More importantly, I am also surprised by the strategy you employed to implement this functionality. I always thought that we would implement this functionality by operating on the character matrix of a tree and producing a corrected dissimilarity_map, not unlike the CassiopeiaSolver.compute_dissimilarity_map functionality. Do you think it's potentially overkill that we have embedded the usage of this functionality to only be pertitent to the CRISPRCas9DistanceCorrectionSolver. In my eyes, it would be ideal to be able to get transformed distances for all sorts of tasks, solving lineages being one of them. Does that make sense?

@mattjones315 I think CassiopeiaSolver.compute_dissimilarity_map does not exist, do you mean cassiopeia.data.utilities.compute_dissimilarity_map? If you give me an example of the API and code you envision users to be writing, I can think about it. By the way, the more helpful distances would be those obtained from performing branch length estimation in the next step, since it essentially refines the corrected distances even further by using higher-order information rather than just pairs of leaves, and also uses MLE instead of moment-matching.

mattjones315 commented 1 year ago

Hi @sprillo -- apologies for the delay getting back to this.

Also apologies for the miscommunication, I had meant CassiopeiaTree.compute_dissimilarity_map method, but this is functionally equivalent to the function you pointed out (at least for the purposes of this conversation).

As for the interface that I had imagined, I could see us using compositional programming within the compute_dissimilarity_map method.

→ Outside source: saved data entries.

PR #188, opened 2025-07-26
adaptation: Export result library

chrishenzie:
The result collection and merging logic in the adaptation package is useful for NRI plugins that manage a set of their own sub-plugins under the same binary.

Exports the necessary types and methods to make this logic available to other packages.

The following changes were made:
- The `result` type is now exported as `Result`
- Constructor functions (`collect*`) are now exported (`New*`)
- Methods for applying and retrieving responses are now exported
- Internal usages have been updated to the new exported API

This enables building more complex plugins that can intelligently merge results from multiple sources.

/cc @klihub


klihub (approved):
LGTM.

Out of curiosity, do you already have some concrete use in mind for this ? I'm asking because I can't help wondering in what situation for instance a 'pre-collector' using this would really be the right integration point to (hide and) combine multiple plugin logic to a seeminly single...

chrishenzie:
Yes, I have an NRI plugin that serves as a "common" plugin and manages a set of sub-plugins for various internal use cases. The purpose of having a "common" plugin is to reduce the barrier of entry for adding new plugin logic (setting up new repos, build flows, etc.), but isn't a substitute for larger, more complex plugins.

klihub:
> Yes, I have an NRI plugin that serves as a "common" plugin and manages a set of sub-plugins for various internal use cases. The purpose of having a "common" plugin is to reduce the barrier of entry for adding new plugin logic (setting up new repos, build flows, etc.), but isn't a substitute for larger, more complex plugins.
> 
> I'm open to any feedback on better ways to aggregate the changes across a set of "sub-plugins" though (if this library isn't well suited for it).

If you don't expect the 'sub-plugins' to overlap functionally, IOW they don't request adjustments of the same container parameters which could then conflict, then the most straightforward approach might be to simply organize each sub-plugins's code so that the adjustment is done in an (sub-plugin package exported) CreateContainer function which takes an extra `*nri.pkg/api.ContainerAdjustment{}` argument, and uses the provided 'member' functions to add there its own adjustments. Then in the main plugin's CreateContainer you create an empty adjustment and pass it to all sub-plugins. You need to do extra locking if you want to make those calls in parallel from multiple goroutines.

mikebrow (commented):
it is fair, I think, to allow this plugin manager pattern be expressed by a plugin, esp. for the performance and collection of.. benefits..

But can / should we not keep an internal result to coincide with the Exported?  and possibly introduce a WithFunc() pattern for extensions? 

Or is that to heavy a pattern for the adaptation package

PR #191, opened 2025-08-06
Publish reference plugin container images

### LINKED ISSUE #190: [Proposal] Build and publish container images for reference plugins
The reference plugins are useful in testing and development and also used in some real-world deployments. However, currently these reference plugins are not built and published as container images, which is cumbersome for users who want to try them out quickly or run them more permanently in containerized environments.

I propose that we start to publish container images of the reference plugins in ghcr.io.  (e.g., ghcr.io/containerd/nri/plugins/<name>). We could take a piecemeal approach of enabling only selected plugins.

Benefits would include easier adoption and testing of the reference plugins and promoting consistent builds across environments.

Steps/tasks:
1. Write docker files to the (selected) plugins 
1. CI Integration
    - GitHub workflows for building and pushing images
    - publish "unstable" images from the main branch
    - publish tagged images from releases
1. Documentation
    - update README to reference the available container images)
    - possibly also example yaml(s)/snippet(s) for deployment

marquiz:
This is a minimal PR for enabling building and pushing container images for the reference plugins.

Contains two parts:
1. **Add Dockerfile for building images**
    Add a generic dockerfile for building container images of the reference plugins. The build command creates statically linked binaries and the resulting images are minimal, based on scratch base image.
2. **Add github workflow for publishing container images**
    Publish multiarch container images of the reference plugins at ghcr.io/containerd/nri/plugins/<plugin>:<tag>.

    The tag is the git tag name for tagged versions and "unstable" for the main branch.

    The default-validator, network-device-injector and network-logger plugins are skipped in the config as they are also missing from the Makefile.

Fixes #190 

**NOTE:** workflow tested in my personal repo https://github.com/marquiz?tab=packages&repo_name=nri

**TODO:**
- [ ] Documentation


.github/workflows/images.yml
```diff
@@ -0,0 +1,79 @@
...
+          device-injector,
+          differ,
+          hook-injector,
+          logger,
+          #network-device-injector,
+          #network-logger,
+          template,
+          ulimit-adjuster,
+          v010-adapter,
+          wasm,
```
klihub: nit: I don't think we should build an image for the wasm sample plugin as well. The only way to activate is to drop or link it in to the stock pre-installed plugin directory then let the NRI core/the runtime discover it, realize it is a WASM binary and load it as a WASM plugin.

marquiz: Check, will remove in an update. I just brainlessly "enabled" all

klihub:
@marquiz This looks pretty good.

For me the main remaining question is whether this is useful enough already as such, or if we should consider adding either a sample deployment file or a Helm chart for the built plugins. There are some extra bits from the host containerized plugins need to function, so it could be useful to provide a bit more sugar-coating for the sample plugins.

All plugins need access to the NRI socket from the host to be able to run containerized. Additionally some of the plugins need access to extra bits from the host to be able to function. For instance, the `hook-injector` plugin needs access at least to `/etc/containers/oci/hooks.d` for the hook manager to work. The `v010-adapter` needs access to at least to the original `0.1.0`-specific `/etc/nri/conf.json` configuration file and `/opt/nri/bin` plugin binary directory.

marquiz:
Rebased. s/reference plugin/sample plugin/ in PR description and commit messages.

marquiz:
Updated: added CI check to test build images on PRs

.github/workflows/images.yml
```diff
@@ -0,0 +1,83 @@
...
+              fi
+          fi
+          if [ -z "$tag" ]; then
+              echo "ERROR: failed to determine image tag"
+              exit 1
+          fi
+          echo "TAG_NAME=$tag" >> $GITHUB_ENV
+
+      - name: Build and push image
+        uses: docker/build-push-action@v5
```
mikebrow: maybe?
```suggestion
        uses: docker/build-push-action@v6
```

mikebrow (commented):
should we start with multi-arch and use daemon-config "containerd-snapshotter": true

.github/workflows/images.yml
marquiz: Ach, good catch. Fixed

klihub (approved):

PR #192, opened 2025-08-07
Makefile: build all plugins by default.

klihub:
Add missing targets to build also the `network-device-injector` and `network-logger` plugins.


klihub:
> Looks good. One question though, what about the default-validator plugin?

It cannot be built as an external plugin without minimal external boilerplate because it is also used as a built-in plugin, directly linked in to the runtime binary. We used to have the necessary boilerplate and a Makefile target to build it as a standalone sample plugin, but it was decided to drop it in the review rounds before merging the validation PR.

marquiz:
@chrishenzie @mikebrow

chrishenzie (approved):

PR #193, opened 2025-08-07
readme: list all sample plugins

marquiz:
Also add minimal readme for the template and wasm plugins.

The default-validator plugin is left out as it cannot be built as an external plugin (without changes).


marquiz:

mikebrow (approved):
LGTM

The pseudocode would look like this:

def compute_dissimilarity_map(character_matrix, tree, correction="none", ...):

    if correction == "none":
       dissimilarity_map = cas.data.utilities.compute_dissimilarity_map(character_matrix, tree, ...)
    elif correction == "cas9":
        dissimilarity_map = cas.data.distance_correction.crispr_cas9_distance_correction(character_matrix, tree, ...)
    else:
        raise Exception("correction method not found.")
    return dissimilarity_map

In fact, currently the compute_dissimilarity_map implemented in CassiopieaTree contains a function argument that's used for computing dissimilarities between character matrix entries; one could imagine just injecting the crispr_cas9_distance_function into the function that way.

So, while I'm not convinced either of the two approaches above are categorically better / simpler than your proposed implementation, I wonder if you might be able to convince me that my two solutions are non-optimal.

Thanks in advance for the discussion!